╭─ EXTRACTED RECORDS
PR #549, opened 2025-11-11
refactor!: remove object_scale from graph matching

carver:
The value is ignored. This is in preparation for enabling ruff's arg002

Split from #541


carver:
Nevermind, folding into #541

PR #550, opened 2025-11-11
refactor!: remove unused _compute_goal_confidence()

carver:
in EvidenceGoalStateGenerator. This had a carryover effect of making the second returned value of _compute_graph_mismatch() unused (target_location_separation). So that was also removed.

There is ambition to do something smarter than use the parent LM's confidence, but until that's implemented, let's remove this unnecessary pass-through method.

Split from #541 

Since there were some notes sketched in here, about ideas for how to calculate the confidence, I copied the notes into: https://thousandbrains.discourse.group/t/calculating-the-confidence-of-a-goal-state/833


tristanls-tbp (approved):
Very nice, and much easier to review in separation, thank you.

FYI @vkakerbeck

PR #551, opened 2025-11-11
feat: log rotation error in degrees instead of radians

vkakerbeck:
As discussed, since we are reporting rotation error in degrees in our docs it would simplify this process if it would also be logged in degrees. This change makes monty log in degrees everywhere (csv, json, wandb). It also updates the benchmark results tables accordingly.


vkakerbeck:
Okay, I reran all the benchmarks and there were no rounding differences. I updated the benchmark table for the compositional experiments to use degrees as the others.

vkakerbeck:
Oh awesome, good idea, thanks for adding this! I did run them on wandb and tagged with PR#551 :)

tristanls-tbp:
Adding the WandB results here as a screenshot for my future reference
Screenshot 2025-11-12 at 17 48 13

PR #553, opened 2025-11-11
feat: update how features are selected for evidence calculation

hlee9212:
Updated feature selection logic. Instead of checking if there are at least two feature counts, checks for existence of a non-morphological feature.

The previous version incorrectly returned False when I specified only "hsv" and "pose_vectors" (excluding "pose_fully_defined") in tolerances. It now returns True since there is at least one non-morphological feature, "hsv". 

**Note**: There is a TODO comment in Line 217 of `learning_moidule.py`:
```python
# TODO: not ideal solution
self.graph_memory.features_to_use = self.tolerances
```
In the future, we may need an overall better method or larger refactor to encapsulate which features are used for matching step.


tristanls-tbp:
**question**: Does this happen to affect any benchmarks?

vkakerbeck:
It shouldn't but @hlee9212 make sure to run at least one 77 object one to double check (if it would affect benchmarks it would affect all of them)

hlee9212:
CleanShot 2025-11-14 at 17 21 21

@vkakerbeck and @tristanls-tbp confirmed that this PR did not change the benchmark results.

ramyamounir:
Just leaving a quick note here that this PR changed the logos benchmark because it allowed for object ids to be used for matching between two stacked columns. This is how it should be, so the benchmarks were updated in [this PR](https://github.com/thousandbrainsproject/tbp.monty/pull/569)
╰─
• _WHAT TO DO_:
Go through the records. Copy each line where "method" appears.

• _SOLUTION TO THIS PROBLEM_:
There is ambition to do something smarter than use the parent LM's confidence, but until that's implemented, let's remove this unnecessary pass-through method.
In the future, we may need an overall better method or larger refactor to encapsulate which features are used for matching step.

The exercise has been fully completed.